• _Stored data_
- Opening Delimiter -

PR #1068, opened 2022-12-05
refactor: log mutations and error msg when database commit fails

jyeshe:


sborrazas:
I would try to avoid error handling if it's going to fail anyway. The error we're currently having also happens locally, there's no need to log mutations on the server. Perhaps we can leave this branch if anyone needs to run it locally?

jyeshe:
> I would try to avoid error handling if it's going to fail anyway. The error we're currently having also happens locally, there's no need to log mutations on the server. Perhaps we can leave this branch if anyone needs to run it locally?

There is already an error handling, it's only bubbled up.
image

- Closing Delimiter -

• _What the task requires_
In full and without change, transcribe every line of the records above.

• _Completed task_
PR #1068, opened 2022-12-05
refactor: log mutations and error msg when database commit fails

jyeshe:


sborrazas:
I would try to avoid error handling if it's going to fail anyway. The error we're currently having also happens locally, there's no need to log mutations on the server. Perhaps we can leave this branch if anyone needs to run it locally?

jyeshe:
> I would try to avoid error handling if it's going to fail anyway. The error we're currently having also happens locally, there's no need to log mutations on the server. Perhaps we can leave this branch if anyone needs to run it locally?

There is already an error handling, it's only bubbled up.
image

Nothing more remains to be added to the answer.